Exercise details: Check the records below line by line for the string "annoyances". Give the number of lines that contain it and nothing else.

=== Section Start ===

PR #751, opened 2025-02-07
Make global variable definitions private by default

Akuli:
You can use `@public` to make a global variable accessible from other files (just like functions):

```python
@public
global foo: int
```

Without `global`, the variable is private to the file (known as `static` in C and similar languages). Other files cannot access it directly even if they import the file.

Part of #84

### DIFF
--- a/compiler/builders/llvm_builder.jou
+++ b/compiler/builders/llvm_builder.jou
@@ -570,13 +570,23 @@ def build_llvm_ir(ast: AstFile*) -> LLVMModule*:
     builder_wrapper = EitherBuilder{lbuilder = &builder}
 
     for g = ast->types.globals; g < &ast->types.globals[ast->types.nglobals]; g++:
-        t = type_to_llvm(g->type)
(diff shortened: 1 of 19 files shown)


compiler/builders/llvm_builder.jou
```diff
@@ -570,13 +570,23 @@ def build_llvm_ir(ast: AstFile*) -> LLVMModule*:
...
         match stmt->kind:
+            case AstStatementKind.GlobalVariableDef:
+                globalptr = LLVMGetNamedGlobal(module, stmt->global_var_def.name)
+                assert globalptr != NULL
+                # TODO: better way to get the type
+                vartype: Type* = NULL
+                for g = ast->types.globals; g < &ast->types.globals[ast->types.nglobals]; g++:
+                    if strcmp(g->name, stmt->global_var_def.name) == 0:
+                        vartype = g->type
+                        break
```
Akuli, line 585:
```suggestion
                vartype = ast->types.find_global_var(stmt->global_var_def.name)
```

PR #762, opened 2025-02-11
Delete broken_tests/simplify_cfg.c

Akuli:
This is the only remaining C file in the whole project. I left it around in case it would be useful when implementing UVGs, but it is no longer needed, because I already implemented UVGs.


Akuli:
I would like to merge #763 first.

PR #766, opened 2025-02-12
Fix a corner case in compile-time if statement handling

Akuli:
Needed for #763 

Previously, compile-time evaluatable if statements inside runtime if statements were never evaluated.

For example, if you don't use windows, the following would procude a compiler warning even though the code would run on Windows:

```python
if some_dynamic_thing() == other_dynamic_thing():
    if WINDOWS:
        do_stuff()  # Warning: this code will never run
```

This PR removes the warning, because it evalutes `if WINDOWS:` at compile time before we do the warnings.

### DIFF
--- a/tests/should_succeed/compile_time_if.jou
+++ b/tests/should_succeed/compile_time_if.jou
@@ -1,4 +1,5 @@
 import "stdlib/io.jou"
+import "stdlib/process.jou"
 
 # TODO: "if WINDOWS" doesn't work very well inside functions yet.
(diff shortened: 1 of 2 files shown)


tests/should_succeed/compile_time_if.jou
```diff
@@ -56,4 +57,13 @@ if True:
         if False:
             printf("hello\n")
```
Akuli, line 58:
```suggestion
            totally(not valid, at.all)
```

PR #772, opened 2025-02-18
Declare the `asprintf()` function

Akuli:
This function is like `sprintf()`, except that it allocates a new string of the right size with `malloc()`. It is not in the C standard, but all 4 supported platforms seem to have it.

Thank you @taahol for letting me know that this function exists :)


Akuli:
I ran MacOS CI manually and it seems to be succeeding.

PR #774, opened 2025-02-19
Add support for LLVM 17, 18 and 19

Akuli:

PR #777, opened 2025-02-19
Fix NetBSD support

Akuli:
A PR for changes done by @taahol in #774. Depends on #774, and I will merge it first.


taahol:
Don’t merge yet; I have some tricks in mind.

PR #781, opened 2025-02-24
Resolve relative paths in flags given with `link` keyword

Akuli:
You can now do `link "../libfoo.a"` in a Jou file. The compiler will pass `/full/path/to/libfoo.a` to the linker. When determining the full path, the compiler interprets `"../libfoo.a"` as relative to the directory where the Jou file is, just like with imports. This also works if the path is not at the start of the `link` string, e.g. `link "-L../my_folder"`.

I'm not sure if this is too magical for Jou, but it seems very nice and practical because it doesn't matter which directory you run Jou files from. You can do `jou folder/filename.jou`, or `cd folder` and then `jou filename.jou`. It will "just work".


compiler/parser.jou
```diff
@@ -244,7 +244,7 @@ class Parser:
         self->eat_newline()
 
         # TODO: replace "./" and "../" with actual folder paths
```
Akuli, line 246: done
```suggestion
```

compiler/paths.jou
```diff
@@ -244,3 +245,119 @@ def simplify_path(path: byte*) -> None:
...
+        if is_ascii_whitespace(*p) and quoting:
+            # add quote before whatever thing we added that needs quoting
+            insert(&p[1], quote)
+            quoting = False
+
+        if not starts_with(p, "./") and not starts_with(p, "../"):
+            continue
+
+        # If we have "../" do nothing when we see the "./" part
+        if p > result and p[-1] == '.':
```
Akuli, line 298: This will not work if the user writes `.../foo` (very unlikely). Let's fix it anyway:
```suggestion
        if p > result and starts_with(&p[-1], "../"):
```

runtests.sh
```diff
@@ -254,15 +259,15 @@ function run_test()
 counter=0
 skipped=0
 
-for joufile in examples/*.jou examples/aoc*/day*/part*.jou tests/*/*.jou tests/should_succeed/double_dotdot_import/*/*.jou; do
+for joufile in examples/*.jou examples/aoc*/day*/part*.jou tests/*/*.jou tests/should_succeed/double_dotdot_import/*/*.jou compiler/paths.jou; do
```
Akuli, line 262:
```suggestion
for joufile in examples/*.jou examples/aoc*/day*/part*.jou tests/*/*.jou tests/should_succeed/double_dotdot_import/*/*.jou; do
```

runtests.sh
```diff
@@ -254,15 +259,15 @@ function run_test()
...
     if ! [[ $joufile == *"$file_filter"* ]]; then
         # Skip silently, without showing that this is skipped.
         # This produces less noisy output when you select only a few tests.
         continue
     fi
 
     case $joufile in
-        examples/* | tests/should_succeed/*) correct_exit_code=0; ;;
+        examples/* | tests/should_succeed/* | compiler/*) correct_exit_code=0; ;;
```
Akuli, line 270:
```suggestion
        examples/* | tests/should_succeed/*) correct_exit_code=0; ;;
```

Issue #1126, opened 2025-12-16
Unnecessary cast warning is misleading


Akuli:
With 64-bit `intnative`:

```python
import "stdlib/io.jou"
import "stdlib/intnative.jou"

def main() -> int:
    x: intnative = 0
    printf("%lld\n", (x-1) as int64)
    return 0
```

Expected output: -1 with no errors
Actual output: -1 with `compiler warning for file "a.jou", line 6: unnecessary cast from int64 to int64`

If I do `x as int64`, there is no compiler warning because the compiler knows that the type of `x` is a typedef, hence `x` is likely to vary across platforms. But if I do `(x-1) as int64`, it loses all that information.

IMO the correct fix is to delete the unnecessary cast warning. It is not helpful.

Akuli:
Fixed in #1130

Issue #1057, opened 2025-11-19
Instantiation syntax doesn't work with typedef


Akuli:
```python
import "stdlib/list.jou"

typedef L = List[int]

def main() -> int:
    x = L{}
    return 0
```

Expected result: no error
Actual result: `compiler error in file "/home/akuli/jou/a.jou", line 6: the L{...} syntax is only for classes, but L is a class`

Thanks to @taahol for laughs and helping me discover this.

PR #1130, opened 2025-12-16
Delete unnecessary cast warning

Akuli:
```python
import "stdlib/io.jou"

def main() -> int:
    x = 0
    printf("%d\n", x as int)
    return 0
```

Output before: `compiler warning for file "a.jou", line 5: unnecessary cast from int to int` `0`

Output after this PR: `0`

There are two reasons for deleting the warning:
- Sometimes it complains about casts that **are** actually necessary. See the example in #1126. It would be very difficult to get rid of all these bugs.
- This warning makes `typedef` a LOT more difficult to implement, because the compiler attempts to track which types are typedefs and which are the actual underlying types. Without this warning, #1057 and many older similar bugs basically don't exist.

### DIFF
--- a/tests/should_succeed/as.jou
+++ b/tests/should_succeed/as.jou
@@ -38,7 +38,6 @@ def main() -> int:
     # the type is somehow platform-dependent. For example, if the type of `x`
     # is `intnative`, then `x as int` and `x as int64` should succeed without
     # warnings on 32-bit and 64-bit systems.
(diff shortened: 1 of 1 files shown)


Akuli:
I found yet another case where the warning is wrong: `sizeof("hello" as byte*)` produces 8 and complains about unnecessary cast, but `sizeof("hello")` produces 6.

PR #1132, opened 2025-12-16
Use, document and test `%zd` in printf format strings

### LINKED ISSUE #1128: How to print an `intnative`?
> Would `printf("%zd", ...)` be of some use?

_Originally posted by @taahol in https://github.com/Akuli/jou/issues/1125#issuecomment-3658217015_
            

#1125 adds the `intnative` data type along with documentation that recommends `printf("%d\n", foo as int)` or `printf("%lld\n", foo as int64)` to print it. While these work, a simple `%zd`/`%zu` would be more convenient to use.

We should figure out whether `%zd` and `%zu` work on all platforms that Jou supports (that is, does CI succeed or fail if you use them). If they work, we should update the documentation to recommend them, and also add a comment about printing to stdlib/intnative.jou.

Akuli:
Fixes #1128

### DIFF
--- a/doc/types.md
+++ b/doc/types.md
@@ -51,8 +51,11 @@ use `u` for unsigned, and add `ll` for 64-bit values or `z` for native-size valu
 
 The `ll` in `%lld` and `%llu` is short for "long long",
 which is basically C's way to say "64-bit number".
-Do not use `%ld` or `%lu`, because they are like `%lld` and `%llu`,
-except that on 64-bit Windows they print 32-bit values.
+
+There is also `%ld` and `%lu`,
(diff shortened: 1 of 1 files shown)


compiler/uvg.jou
```diff
@@ -159,7 +159,7 @@ class Uvg:
 
         actual_varname: byte[100]
         if varname == NULL:
-            sprintf(actual_varname, "$%lld", self.varnames.len as int64)
+            sprintf(actual_varname, "$%zd", self.varnames.len as int64)
```
Akuli:
```suggestion
            sprintf(actual_varname, "$%zd", self.varnames.len)
```

PR #1155, opened 2025-12-23
Create vm/wait_for_string.sh script

Akuli:
In `netbsd.sh`, there are a couple places where I need to run netcat until a certain output appears. This has turned out to be more difficult than I expected it to be, so I added a script to automate that.

The script looks quite straight-forward, but it was surprisingly difficult to get right, because:
- `sed`, `grep`, `awk` etc process input line by line, so they don't do anything until a `\n` appears in the input and cannot be used to look for a shell's prompt
- we can't run the netcat command in the background (as in `&`), because backgrounded processes don't receive input the same way as the "main" process.

### DIFF
--- a/vm/README.md
+++ b/vm/README.md
@@ -30,7 +30,7 @@ Here are some guidelines for working on the scripts:
 - Use `set -e -o pipefail`. If this gets in your way, use `|| true` only in the
   places that need it. This way failures are not silenced except where you
   expect to get failures.
-- Use the [`wait_for_string.sh`](./wait_for_string.sh) script instead the
+- Use the [`wait_for_string.sh`](./wait_for_string.sh) script instead of the
   `expect` program, for two reasons:
     - Jou developers already need to know at least 4 programming languages, and
       I don't really want to add Tcl to the mix.
--- a/vm/netbsd.sh
+++ b/vm/netbsd.sh
@@ -102,8 +102,7 @@ if ! [ -f key ] || ! timeout 5 $ssh echo hello; then
     if ! [ -f key ] || ! timeout 5 $ssh echo hello; then
         echo "ssh doesn't work. Let's set it up using serial port."
         (yes || true) | ssh-keygen -t ed25519 -f key -N ''
-        # This was a bit tricky to set up. It kills netcat when the serial output
-        # mentions "ALLDONENOW" and also displays all output for debugging.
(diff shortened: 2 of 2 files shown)


vm/netbsd.sh
```diff
@@ -96,20 +96,15 @@ if ! [ -f key ] || ! timeout 5 $ssh echo hello; then
...
-        sleep 5
-    done
+    echo "Waiting for VM to boot..."
+    echo | ../wait_for_string.sh 'login:' nc localhost 4444
     echo "Checking again if ssh works..."
     if ! [ -f key ] || ! timeout 5 $ssh echo hello; then
         echo "ssh doesn't work. Let's set it up using serial port."
         (yes || true) | ssh-keygen -t ed25519 -f key -N ''
         # This was a bit tricky to set up. It kills netcat when the serial output
         # mentions "ALLDONENOW" and also displays all output for debugging.
```
Akuli:
```suggestion
        # Log in as root and set up ssh key
```

vm/README.md
```diff
@@ -30,8 +30,11 @@ Here are some guidelines for working on the scripts:
 - Use `set -e -o pipefail`. If this gets in your way, use `|| true` only in the
   places that need it. This way failures are not silenced except where you
   expect to get failures.
-- Do not use the `expect` program. It is meant for this kind of thing, but it
-  is an unnecessary dependency.
+- Use the [`wait_for_string.sh`](./wait_for_string.sh) script instead the
```
Akuli:
```suggestion
- Use the [`wait_for_string.sh`](./wait_for_string.sh) script instead of the
```

vm/wait_for_string.sh
```diff
@@ -0,0 +1,82 @@
...
+# The following example demonstrates how slow this script is (it is pretty
+# slow, but that doesn't matter for our use cases):
+#
+#   $ vm/wait_for_string.sh hi base64 /dev/urandom
+#
+# Implementing this is more difficult than you would expect, because many tools
+# (sed, grep, awk, ...) don't process any input until a newline character
+# appears, and forcing them to process byte by byte instead of line by line is
+# difficult. Performance is horrible because we work one byte a time, but it's
+# fine for this use case.
```
Akuli:
```suggestion
# not really a thing.
```

PR #1169, opened 2025-12-29
32-bit and `intnative` documentation improvements

### LINKED ISSUE #1150: intnative in Jou tutorial
Currently doc/tutorial.md uses a lot of `%lld` in places where it should use `%zd`. It should not only use more `%zd`, but explain clearly why and when it is used with links to more documentation.

### LINKED ISSUE #1166: doc/types.md says that size of any pointer is 8 bytes
This is only true on 64-bit platforms.

Akuli:
- Document 32-bit/64-bit and `intnative` in Jou tutorial.
- Do not say that a pointer is always 8 bytes.

Fixes #1150 
Fixes #1166

### DIFF
--- a/doc/tutorial.md
+++ b/doc/tutorial.md
@@ -452,7 +452,7 @@ but with various annoyances fixed, and of course, with Python's simple syntax.
 ## 32-bit vs 64-bit
 
 As you probably know, most computers are 64-bit.
-It basically means that the size of a [pointer](#pointers) is 64 bits,
+It basically means that the size of any [pointer](#pointers) is 64 bits,
 and in general, the computer is good at doing math with 64-bit numbers.
 
 The following program prints the size of a pointer.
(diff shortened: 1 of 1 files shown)


doc/tutorial.md
```diff
@@ -449,6 +449,73 @@ The purpose of Jou is to be a lot like C,
 but with various annoyances fixed, and of course, with Python's simple syntax.
 
 
+## 32-bit vs 64-bit
+
+As you probably know, most computers are 64-bit.
+It basically means that the size of a [pointer](#pointers) is 64 bits,
```
Akuli:
```suggestion
It basically means that the size of any [pointer](#pointers) is 64 bits,
```

doc/tutorial.md
```diff
@@ -449,6 +449,73 @@ The purpose of Jou is to be a lot like C,
...
+You can use the `int64` and `uint64` types even on 32-bit systems.
+This is always possible, because the compiler can use two 32-bit numbers to fake a 64-bit number:
+
+![A funny image that illustrates how 64-bit numbers work on 32-bit computers](images/64bit-meme-small.jpg)
+
+
+## `intnative`
+
+Many things in [C's standard library](#cs-standard-library-libc)
+are `int` on 32-bit systems and `int64` in 64-bit systems.
```
Akuli:
```suggestion
are `int` on 32-bit systems and `int64` on 64-bit systems.
```

PR #1172, opened 2025-12-29
runtests: replace nproc with getconf, don't skip one advent of code file

taahol:


runtests.sh
```diff
@@ -235,11 +235,6 @@ function should_skip()
         fi
     fi
 
-    # This file is very slow compared to other advent of codes
-    if [ $joufile = examples/aoc2023/day24/part2.jou ]; then
-        return 0
-    fi
```
Akuli: This can stay as far as I can tell.

runtests.sh
```diff
@@ -301,8 +296,8 @@ function run_test()
     fi
 }
 
-# How many tests to run in parallel? Fall back to 2 if nproc fails or doesn't exist.
-num_tests_in_parallel=$(nproc 2>/dev/null || echo 2)
+# How many tests to run in parallel? Fall back to 2 if getconf fails or doesn't exist.
+num_tests_in_parallel=$(getconf _NPROCESSORS_ONLN 2>/dev/null || echo 2)
```
Akuli: We don't really need a fallback, this should work on all systems we support:
```suggestion
# How many tests to run in parallel?
num_tests_in_parallel=$(getconf _NPROCESSORS_ONLN)
```

runtests.sh
Akuli: Nevermind, the test is pretty fast...

PR #1174, opened 2025-12-30
Set up Alpine Linux VM to run tests on armv6

Akuli:
The purpose is to reproduce the bug that #1154 fixed.

This was difficult for many reasons:
- Running armv6 on qemu is difficult. You can't just download a disk image and boot it, like you can on other platforms, because most disk images assume an early raspberry pi but qemu doesn't support all of its hardware. You instead need to get the kernel separately from https://github.com/dhruvvyas90/qemu-rpi-kernel.
- alpine's minirootfs is very... uh, minimal. It doesn't have an init.
- I configured GitHub Actions to do all linux VMs from the same file, so that there would be slightly less copy/pasta.


taahol:
What if we cross-compile and run the test suite with `qemu-user`? It might be easier to set up.

PR #1180, opened 2025-12-30
Run tests on armv6 with Raspberry Pi OS

Akuli:
This adds a VM that reproduces a bug that @taahol worked around: `llvm-config` reports `arm`, but the machine is `armv6`.

```
pi@raspberrypi:~ $ uname -mp
armv6l unknown
pi@raspberrypi:~ $ llvm-config-19 --host-target
arm-unknown-linux-gnueabihf
pi@raspberrypi:~ $ 
```

PR #1181, opened 2025-12-31
VM scripts refactor: separate keygen and ssh into new scripts

Akuli:
This PR creates two new scripts that do things that all VM scripts need to do:
- `vm/keygen.sh` runs `ssh-keygen` if ssh key doesn't exist
- `vm/ssh.sh` connects to any currently running VM with ssh.

The main reason for this refactor is to replace the following...

1. Open `vm/foo.sh`
2. Ctrl+F `ssh=`
3. Copy the command in quotes
4. `cd vm/foo-bar/`
5. Paste command to terminal and run it

...with the following:

1. Run `vm/ssh.sh`

In other words, it is now very easy to connect to a VM: no matter what VM you're running, `vm/ssh.sh` should just work.

### DIFF
--- a/vm/README.md
+++ b/vm/README.md
@@ -22,8 +22,8 @@ Here are some guidelines for working on the scripts:
   system, create a VM, set up the operating system in the VM, install packages
   and copy Jou into the VM. Once the script has completed, ssh should be
   available on port 2222 of localhost.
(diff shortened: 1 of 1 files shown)


Akuli:
This will conflict with #1180.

=== Section End ===

Your response: 2